Curing HIV: Seeking to Target and Clear Persistent Infection

Abstract

Human immunodeficiency virus type 1 (HIV-1) infection persists despite years of antiretroviral therapy (ART). To remove the stigma and burden of chronic infection, approaches to eradicate or cure HIV infection are desired. Attempts to augment ART with therapies that reverse viral latency, paired with immunotherapies to clear infection, have advanced into the clinic, but the field is still in its infancy. We review foundational studies and highlight new insights in HIV cure research. Together with advances in ART delivery and HIV prevention strategies, future therapies that clear HIV infection may relieve society of the affliction of the HIV pandemic.

Figure 1.

Proviral silencing and latency is founded and enforced via multiple restrictions to expression. (A) Epigenetic modifiers, such as histone deacetylases (HDACs) and histone lysine methyltransferases (HKMTs), are recruited to HIV-1 LTR promoter, notably by the PRC2 complex.
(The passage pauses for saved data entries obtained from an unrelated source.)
PR #18310, opened 2021-06-07
[openssl] Fix build on ARM64 macos by updating ninja to 1.10.2

### LINKED ISSUE #15741: OpenSSL for M1/arm Mac creates a library that can only be linked with iOS platforms
**Describe the bug**

Building OpenSSL (version 1.1.1i) through vcpkg results in a complete compilation with failures, but the resulting binary is marked as being only able to be linked against iOS.

The error from the linker when I'm trying to link against libcrypto (through grpc, if that's relevant) is:

```
ld: in /Users/heckj/bin/vcpkg/installed/arm64-osx/debug/lib/libcrypto.a(a_strex.o), building for macOS, but linking in object file built for iOS
```

**Environment**
- OS: macOS 11.1, M1 native arm64
- Compiler: Clang 12 (Xcode 12.3 toolchain)

**To Reproduce**
1. `./vcpkg install grpc --triplet arm64-osx`
2. `otool -lv ./installed/arm64-osx/lib/libcrypto.a  | grep -A5 LC_`

If the output includes `LC_VERSION_MIN_IPHONEOS`, then the binary is encoded with iOS as it's platform. A binary encoded for macOS should have output that looks something like this:

```
      cmd LC_BUILD_VERSION
  cmdsize 24
 platform MACOS
    minos 11.0
      sdk 11.1
   ntools 0
```

I found this after some debugging, the full story and detail of which is available at <https://rhonabwy.com/2021/01/18/m1-arm64-native-openssl-with-vcpkg/>.

**Expected behavior**
- I'd hoped to have a libcrypto.a that was linkable to macOS binary.

**Failure logs** 
- attached as `buildtree_openssl_logs.zip`
- [buildtree_openssl_logs.zip](https://github.com/microsoft/vcpkg/files/5832781/buildtree_openssl_logs.zip)

**Additional context**
One element of note that I was able to determine: if you build the OpenSSL code through a rosetta2 enabled terminal (using `x86_64` emulation), then you'll get this same issue. To compile it locally, you need to run the compilation with an `arm64` native terminal. I'm not clear on what in OpenSSL's build is inferring platform details from the terminal session, but apparently something is.

I did replicate the cmake build steps that vcpkg ran, and ran them manually in a terminal session to debug. From that I found this detail about needing to run in arm64 native mode for OpenSSL. When I ran those steps from a rosetta enabled terminal, I got the same result as vcpkg directly.

I have tried completely removing and compiling vcpkg as arm64 native, but that didn't appear to make a difference in how everything got build and resulted in the same issues. I do have x86_64 (rosetta2 translation) installed tooling in my path using Homebrew.

ghost:
Update the ninja version used for vcpkg to one that includes native arm64 macos support. This fixes the build for openssl, and maybe makes all builds that use ninja faster.

- #### What does your PR fix?  
  Fixes #15741 

  arm64-osx should be the only affected triplet. No, since CI does not support that target.

  Yes.

  No Ports updated here


JackBoosY (approved):

strega-nil-ms:
cool, thanks @Lucius-Q-User :)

This results in histone modifications within chromatin at the HIV promoter that limit the ability of RNA polymerase to initiate transcription. (B) Sequestration of essential transcription factors like NFAT and NF-kB, and the pTEF-b cyclin complex, are sequestered in resting CD4⁺ T cells by cellular regulatory complexes (IkB and HEXIM/7skRNA, respectively). (C) Transcriptional interference can occur by promoter occlusion, when a host gene polymerase positioned upstream of the provirus reads through the HIV-1 LTR, causing displacement of necessary transcription factors. Alternatively convergent transcription abort viral expression when the proviral and the host gene RNA Pol II complexes are in opposite orientation, and collide. (D) In the absence of sufficient viral Tat transactivator, viral transcripts are paused. The switch to processive elongation requires the kinase activity of P-TEFb along with the recruitment of processivity factors that constitute the superelongation complex (SEC). Tat efficiently transactivates HIV transcription by recruiting P-TEFb and the SEC to the paused RNAP II complex at the TAR hairpin.

Figure 2.

A model of the dynamic, latent reservoir. Viruses enter the latent, persistent reservoir from the earliest days of infection, but most do not persist due to a short half-life of the host cells or immune activation or both. Early viruses are serially replaced by viruses that circulate later in infection, prior to ART initiation (dotted line). Upon ART initiation, viruses no longer enter the reservoir as replication is blocked. But the exit rate of infected cells is much decreased, perhaps due to the dampening of generalized immune activation and/or increases in CD4 cell half-life. The slower loss of persistently infected cells is thereafter nearly matched by homeostatic proliferation, resulting in the slow decay of latent viruses.

Figure 3.

Persistence and proliferation in latency. Both homeostatic and antigen-driven proliferation appears contribute to the persistence of proviral infection. One model that fits current observations holds that while more differentiated, activated, effector cells may have a shorter lifespan, they may be continually replaced by clonal proliferation of less differentiated memory cell populations.

Figure 4.

Potential and demonstrated sites of HIV reservoirs. Anatomic sites with demonstrated recovery of replication-competent virus in humans following years of suppressive ART are highlighted in bold. Potential replication-competent anatomic reservoir sites are in regular font. These sites represent tissues/organs where HIV nucleic acid has been detected either in humans or animal models but recovery of rebound-competent virus in humans after years of suppressive ART has not been demonstrated.